Les annonces d'Emmanuel Macron, qui veut introduire plus de différenciation dans l'Education nationale, pourraient remettre l'éducation au centre de la campagne présidentielle.
Emmanuel Macron l'a annoncé devant la presse : il veut désormais "adapter les solutions aux réalités de terrain". S'il est réélu, le chef de l'Etat promet de "changer de méthode" en donnant "plus de libertés aux équipes pédagogiques". Les établissements pourront "expérimenter d'autres organisations, avec une continuité éducative différente, des nouvelles démarches pédagogiques et renforcer le soutien scolaire avec des moyens nouveaux"... Le président de la République sortant, qui s'appuie sur l'expérimentation lancée à Marseille, souhaite aussi donner aux chefs d'établissements la possibilité de "récuser parfois des profils et participer à la décision" lors de la constitution des équipes pédagogiques. "On garde au niveau national nos objectifs, les évaluations demeurent nationales, les programmes sont nationaux, mais on doit assumer plus de liberté", a-t-il résumé. Emmanuel Macron a également promis devant la presse davantage de "transparence" en rendant publiques les "résultats de toutes les évaluations" des élèves par classe et par établissement.
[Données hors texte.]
PR #279, opened 2026-05-11
Break text on block

johannesmutter:
New behaviour: 
Determine which text property holds the content to split. For a 'text' kind node it's always 'content'. For a 'block' kind node we only proceed when this is the node's **SOLE** text-shaped property (annotated_text / text). Multi-text-field blocks (story, hero) stay caret-at-gap. So a button in a buttons array behaves the same as a paragraph in the body array:

The dominant intention of a user is to create a button and then change the label / add a link.

Previously it would focus the node gap afterwards, so an extra arrow key back stroke was necessary to focus the button content. Also previously pessing enter inside a button didn't do anything. now it also create a new button node afterwards. consistent behaviour with paragraph.

### DIFF
--- a/src/lib/Svedit.svelte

Valérie Pécresse est dans la même logique : la candidate des Républicains souhaite offrir "plus de liberté aux écoles, collèges et lycées pour innover et mener à bien leurs projets pédagogiques". La présidente de la région Île-de-France veut également créer un "nouveau type d'école publique innovante" qui serait "100% autonome et gratuite, notamment dans les quartiers populaires et les territoires ruraux". Dans ces écoles, le chef d'établissement aurait notamment une "liberté totale de recrutement de ses équipes" mais ne "pourra pas sélectionner ses élèves". A l'inverse de ces logiques, Jean-Luc Mélenchon entend "associer aux décisions des établissements les personnels, les parents et les élèves".
Alors que le gouvernement a annoncé un dégel du point d'indice de la fonction publique "avant l'été", Emmanuel Macron propose un "pacte nouveau pour les enseignants" dans lequel il annonce vouloir "poursuivre de manière significative l'augmentation des rémunérations". A une condition : que les professeurs acceptent de "nouvelles missions, par exemple le remplacement des professeurs absents" ou un "suivi plus individualisé des élèves, notamment pour l'aide aux devoirs".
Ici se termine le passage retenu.